§ **WHAT THE EXERCISE ASKS**
Look through the records below and state how many lines carry the string "FLOP", adding nothing.

§ **DATA LISTING**
+ + + +

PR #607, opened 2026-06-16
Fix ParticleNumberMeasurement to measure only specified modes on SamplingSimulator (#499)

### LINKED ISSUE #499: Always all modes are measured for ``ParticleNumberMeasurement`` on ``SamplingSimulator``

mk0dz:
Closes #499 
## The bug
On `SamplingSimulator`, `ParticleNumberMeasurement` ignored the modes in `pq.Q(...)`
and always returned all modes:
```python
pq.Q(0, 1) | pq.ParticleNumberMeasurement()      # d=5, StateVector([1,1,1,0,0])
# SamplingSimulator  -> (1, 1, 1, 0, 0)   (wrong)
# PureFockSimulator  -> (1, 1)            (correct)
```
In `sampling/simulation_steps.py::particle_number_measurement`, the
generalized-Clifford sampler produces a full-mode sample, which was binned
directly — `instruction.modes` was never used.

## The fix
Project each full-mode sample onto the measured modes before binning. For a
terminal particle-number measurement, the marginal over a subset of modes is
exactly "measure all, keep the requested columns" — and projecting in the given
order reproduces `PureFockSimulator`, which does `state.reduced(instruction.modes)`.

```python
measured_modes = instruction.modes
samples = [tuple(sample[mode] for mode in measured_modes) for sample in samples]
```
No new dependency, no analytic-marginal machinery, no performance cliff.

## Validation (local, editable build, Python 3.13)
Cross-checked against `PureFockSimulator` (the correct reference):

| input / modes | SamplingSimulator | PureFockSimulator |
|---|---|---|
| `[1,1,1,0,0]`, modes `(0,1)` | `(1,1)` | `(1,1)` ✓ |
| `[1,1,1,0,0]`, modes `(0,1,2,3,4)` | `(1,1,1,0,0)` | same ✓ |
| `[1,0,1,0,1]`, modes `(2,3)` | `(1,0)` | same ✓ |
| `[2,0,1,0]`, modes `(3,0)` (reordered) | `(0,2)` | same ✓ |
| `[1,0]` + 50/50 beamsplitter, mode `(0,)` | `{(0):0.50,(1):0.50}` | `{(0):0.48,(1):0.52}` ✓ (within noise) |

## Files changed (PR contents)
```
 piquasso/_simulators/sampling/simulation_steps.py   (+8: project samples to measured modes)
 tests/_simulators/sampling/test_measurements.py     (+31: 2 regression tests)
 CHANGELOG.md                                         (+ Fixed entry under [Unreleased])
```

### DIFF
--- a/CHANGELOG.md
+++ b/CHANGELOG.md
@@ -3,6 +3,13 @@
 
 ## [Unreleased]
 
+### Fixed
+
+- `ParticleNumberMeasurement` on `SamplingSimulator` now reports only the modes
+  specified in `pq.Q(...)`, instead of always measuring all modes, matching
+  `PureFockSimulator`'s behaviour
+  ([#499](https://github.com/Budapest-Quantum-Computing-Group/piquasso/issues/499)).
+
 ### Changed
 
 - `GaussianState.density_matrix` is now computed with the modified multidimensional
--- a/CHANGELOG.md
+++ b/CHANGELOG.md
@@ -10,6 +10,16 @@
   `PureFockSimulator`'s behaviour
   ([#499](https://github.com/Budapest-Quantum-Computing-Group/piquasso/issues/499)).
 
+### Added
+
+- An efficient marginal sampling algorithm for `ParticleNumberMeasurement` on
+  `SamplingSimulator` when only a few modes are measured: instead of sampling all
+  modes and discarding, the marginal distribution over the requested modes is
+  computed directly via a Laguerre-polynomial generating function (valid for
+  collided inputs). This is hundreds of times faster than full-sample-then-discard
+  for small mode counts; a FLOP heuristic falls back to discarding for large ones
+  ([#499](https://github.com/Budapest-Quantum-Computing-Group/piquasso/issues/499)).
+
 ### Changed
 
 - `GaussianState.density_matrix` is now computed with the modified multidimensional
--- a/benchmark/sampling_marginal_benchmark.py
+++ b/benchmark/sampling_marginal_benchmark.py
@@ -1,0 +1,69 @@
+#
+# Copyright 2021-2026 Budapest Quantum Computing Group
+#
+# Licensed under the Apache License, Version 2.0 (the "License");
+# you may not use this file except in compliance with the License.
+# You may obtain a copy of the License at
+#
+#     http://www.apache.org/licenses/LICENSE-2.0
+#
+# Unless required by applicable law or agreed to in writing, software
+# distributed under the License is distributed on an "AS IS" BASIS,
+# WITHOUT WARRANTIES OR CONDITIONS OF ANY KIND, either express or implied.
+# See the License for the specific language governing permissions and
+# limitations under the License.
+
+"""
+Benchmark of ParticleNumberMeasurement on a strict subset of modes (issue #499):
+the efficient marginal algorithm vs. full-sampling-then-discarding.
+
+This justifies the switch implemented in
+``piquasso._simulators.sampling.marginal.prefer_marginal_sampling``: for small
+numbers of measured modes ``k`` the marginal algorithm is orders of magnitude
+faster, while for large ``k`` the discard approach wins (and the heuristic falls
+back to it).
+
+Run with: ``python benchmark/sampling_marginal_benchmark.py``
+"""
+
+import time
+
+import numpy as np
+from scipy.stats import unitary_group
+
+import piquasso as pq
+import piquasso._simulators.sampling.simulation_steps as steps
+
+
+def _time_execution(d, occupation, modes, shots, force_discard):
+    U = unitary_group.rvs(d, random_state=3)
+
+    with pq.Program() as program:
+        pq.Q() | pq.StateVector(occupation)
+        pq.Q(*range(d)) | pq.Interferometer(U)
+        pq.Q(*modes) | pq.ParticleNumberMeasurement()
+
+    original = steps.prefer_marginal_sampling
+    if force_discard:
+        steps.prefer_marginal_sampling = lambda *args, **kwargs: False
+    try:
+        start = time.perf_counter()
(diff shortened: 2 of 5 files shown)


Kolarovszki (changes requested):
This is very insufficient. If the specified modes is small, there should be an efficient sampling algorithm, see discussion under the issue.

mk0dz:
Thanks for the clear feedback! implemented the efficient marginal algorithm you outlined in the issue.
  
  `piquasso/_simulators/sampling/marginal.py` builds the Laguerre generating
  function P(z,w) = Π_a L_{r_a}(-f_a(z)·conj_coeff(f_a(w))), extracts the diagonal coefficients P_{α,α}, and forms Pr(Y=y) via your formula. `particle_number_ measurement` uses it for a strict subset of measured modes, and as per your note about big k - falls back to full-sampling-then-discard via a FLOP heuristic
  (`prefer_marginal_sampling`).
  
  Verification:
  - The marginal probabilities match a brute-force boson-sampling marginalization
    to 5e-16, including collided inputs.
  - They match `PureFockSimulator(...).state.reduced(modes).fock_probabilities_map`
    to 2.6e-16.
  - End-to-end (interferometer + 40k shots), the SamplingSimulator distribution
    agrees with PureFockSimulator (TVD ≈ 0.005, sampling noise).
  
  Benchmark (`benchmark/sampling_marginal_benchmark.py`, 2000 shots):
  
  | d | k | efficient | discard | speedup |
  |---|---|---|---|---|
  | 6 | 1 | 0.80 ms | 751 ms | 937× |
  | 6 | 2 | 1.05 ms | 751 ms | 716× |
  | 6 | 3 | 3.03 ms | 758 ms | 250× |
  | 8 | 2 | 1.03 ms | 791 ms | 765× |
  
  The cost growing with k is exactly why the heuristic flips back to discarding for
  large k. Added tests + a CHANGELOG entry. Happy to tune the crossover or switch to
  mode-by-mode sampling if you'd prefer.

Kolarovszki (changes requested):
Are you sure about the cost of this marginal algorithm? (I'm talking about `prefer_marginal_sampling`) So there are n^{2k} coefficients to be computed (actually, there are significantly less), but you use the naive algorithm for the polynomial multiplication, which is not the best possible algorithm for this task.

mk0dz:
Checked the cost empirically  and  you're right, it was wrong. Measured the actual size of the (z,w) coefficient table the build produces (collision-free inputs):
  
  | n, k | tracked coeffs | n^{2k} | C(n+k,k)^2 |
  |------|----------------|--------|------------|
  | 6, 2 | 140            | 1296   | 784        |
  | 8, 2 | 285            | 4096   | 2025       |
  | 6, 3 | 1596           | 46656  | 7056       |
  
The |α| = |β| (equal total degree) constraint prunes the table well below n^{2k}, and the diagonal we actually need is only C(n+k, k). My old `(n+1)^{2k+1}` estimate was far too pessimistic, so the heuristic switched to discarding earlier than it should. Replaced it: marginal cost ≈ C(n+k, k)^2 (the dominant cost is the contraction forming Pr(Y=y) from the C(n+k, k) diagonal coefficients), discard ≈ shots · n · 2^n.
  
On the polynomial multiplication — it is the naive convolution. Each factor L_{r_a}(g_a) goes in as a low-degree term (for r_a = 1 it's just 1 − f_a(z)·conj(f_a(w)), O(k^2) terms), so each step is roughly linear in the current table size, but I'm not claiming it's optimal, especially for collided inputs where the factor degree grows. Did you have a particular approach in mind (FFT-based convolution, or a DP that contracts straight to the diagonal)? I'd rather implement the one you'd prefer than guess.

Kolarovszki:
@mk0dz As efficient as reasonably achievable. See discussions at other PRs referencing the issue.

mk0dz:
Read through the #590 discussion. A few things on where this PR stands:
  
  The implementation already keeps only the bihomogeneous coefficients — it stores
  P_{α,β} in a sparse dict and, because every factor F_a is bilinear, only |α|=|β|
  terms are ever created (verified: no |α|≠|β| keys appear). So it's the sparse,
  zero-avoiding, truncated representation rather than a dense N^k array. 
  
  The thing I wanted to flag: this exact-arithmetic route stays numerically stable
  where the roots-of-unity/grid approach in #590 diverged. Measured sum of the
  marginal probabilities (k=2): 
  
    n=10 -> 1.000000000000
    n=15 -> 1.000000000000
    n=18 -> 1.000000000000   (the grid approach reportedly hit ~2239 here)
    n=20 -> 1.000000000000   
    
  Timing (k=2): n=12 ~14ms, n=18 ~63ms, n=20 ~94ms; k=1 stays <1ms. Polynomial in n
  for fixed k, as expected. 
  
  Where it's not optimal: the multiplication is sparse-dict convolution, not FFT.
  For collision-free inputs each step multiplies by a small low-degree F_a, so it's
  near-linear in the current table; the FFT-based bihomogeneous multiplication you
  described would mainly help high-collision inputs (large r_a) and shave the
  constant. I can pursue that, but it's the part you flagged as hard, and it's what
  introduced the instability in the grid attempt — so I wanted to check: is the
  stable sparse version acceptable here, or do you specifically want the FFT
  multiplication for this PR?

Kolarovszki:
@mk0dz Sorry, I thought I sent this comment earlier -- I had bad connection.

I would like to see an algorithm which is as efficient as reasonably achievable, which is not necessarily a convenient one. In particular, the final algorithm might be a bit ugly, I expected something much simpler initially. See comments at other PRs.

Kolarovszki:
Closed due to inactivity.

+ + + +

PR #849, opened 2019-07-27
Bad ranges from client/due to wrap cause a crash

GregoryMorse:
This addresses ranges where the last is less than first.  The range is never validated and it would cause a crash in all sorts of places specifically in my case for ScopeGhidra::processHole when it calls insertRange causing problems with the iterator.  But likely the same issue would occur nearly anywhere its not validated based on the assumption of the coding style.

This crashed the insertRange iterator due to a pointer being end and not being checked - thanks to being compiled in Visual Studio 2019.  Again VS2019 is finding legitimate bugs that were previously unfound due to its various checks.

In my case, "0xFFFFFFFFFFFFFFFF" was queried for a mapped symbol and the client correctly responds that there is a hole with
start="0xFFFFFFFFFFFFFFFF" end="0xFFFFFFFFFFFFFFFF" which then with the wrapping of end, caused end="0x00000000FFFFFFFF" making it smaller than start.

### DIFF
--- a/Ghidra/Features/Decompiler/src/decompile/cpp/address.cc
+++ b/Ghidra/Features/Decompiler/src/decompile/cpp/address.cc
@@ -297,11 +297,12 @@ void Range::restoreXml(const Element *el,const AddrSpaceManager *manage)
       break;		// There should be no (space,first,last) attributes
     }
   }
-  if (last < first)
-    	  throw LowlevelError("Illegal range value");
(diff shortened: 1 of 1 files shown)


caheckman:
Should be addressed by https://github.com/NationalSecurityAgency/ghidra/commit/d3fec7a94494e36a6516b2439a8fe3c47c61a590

+ + + +

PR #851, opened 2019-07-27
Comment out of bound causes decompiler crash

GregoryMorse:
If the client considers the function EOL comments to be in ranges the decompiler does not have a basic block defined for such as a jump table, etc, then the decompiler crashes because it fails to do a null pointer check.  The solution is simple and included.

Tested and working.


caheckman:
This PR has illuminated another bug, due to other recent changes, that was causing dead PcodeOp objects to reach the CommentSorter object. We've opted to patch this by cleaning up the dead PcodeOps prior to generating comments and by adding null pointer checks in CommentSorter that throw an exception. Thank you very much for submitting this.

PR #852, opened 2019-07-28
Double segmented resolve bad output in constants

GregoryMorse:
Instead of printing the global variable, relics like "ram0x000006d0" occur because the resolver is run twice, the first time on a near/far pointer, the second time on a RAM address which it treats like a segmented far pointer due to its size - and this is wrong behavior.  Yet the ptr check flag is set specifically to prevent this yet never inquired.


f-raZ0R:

+ + + +

§ **WORKED SOLUTION**
2